- Exercise directions -
Set out exactly, and with nothing added, the line containing "fix(config): suppress clang-18+ warning" and every line after it through the final line of the data.

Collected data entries
PR #1200, opened 2026-09-07
fix(ame): enforce MMACC architectural semantics

yu-yake2002:
Validate MMACC operand encodings, tile bounds, and supported integer and floating-point type combinations.


src/engine/interpreter/fp.c
```diff
@@ -480,7 +480,6 @@ def_rtl(mfpcall, rtlreg_t *dest, const rtlreg_t *src1, const rtlreg_t *src2, uin
 #ifndef CONFIG_FPU_NONE
   uint32_t w = FPCALL_W(cmd);
   uint32_t op = FPCALL_OP(cmd);
-  isa_fp_csr_check();
```
poemonsense, line 483: why this

yu-yake2002: This code is used for matrix floating-point operations. The previous implementation was incorrect — `isa_fp_csr_check` checks the `FS` field, but the matrix extension does not depend on the value of `FS`.

poemonsense (approved):

PR #1210, opened 2026-09-14
fix(config): suppress clang-18+ warning

ngc7331:
Intel avx10.1 dropped optional 512-bit in the new [whitepaper](https://cdrdv2.intel.com/v1/dl/getContent/784343)

With `march=native`, when some CPU reports cpuid with `avx10.1-256`, clang will promote it to `avx10.1-512` and issue a warning. And we have `-Werror` so the compile fails.

It seems that on GitHub CI, most of the runners uses older CPU and does not report `avx10.1-256` in cpuid. So this only happens occasionally.

This commit suppresses that warning.

Link: https://github.com/actions/runner-images/issues/14296
Link: https://en.wikipedia.org/wiki/CPUID


poemonsense (approved):

eastonman:
Jesus christ. GitHub is using AVX10.1 machines now? Amazing.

- Completed task -
fix(config): suppress clang-18+ warning

ngc7331:
Intel avx10.1 dropped optional 512-bit in the new [whitepaper](https://cdrdv2.intel.com/v1/dl/getContent/784343)

With `march=native`, when some CPU reports cpuid with `avx10.1-256`, clang will promote it to `avx10.1-512` and issue a warning. And we have `-Werror` so the compile fails.

It seems that on GitHub CI, most of the runners uses older CPU and does not report `avx10.1-256` in cpuid. So this only happens occasionally.

This commit suppresses that warning.

Link: https://github.com/actions/runner-images/issues/14296
Link: https://en.wikipedia.org/wiki/CPUID


poemonsense (approved):

eastonman:
Jesus christ. GitHub is using AVX10.1 machines now? Amazing.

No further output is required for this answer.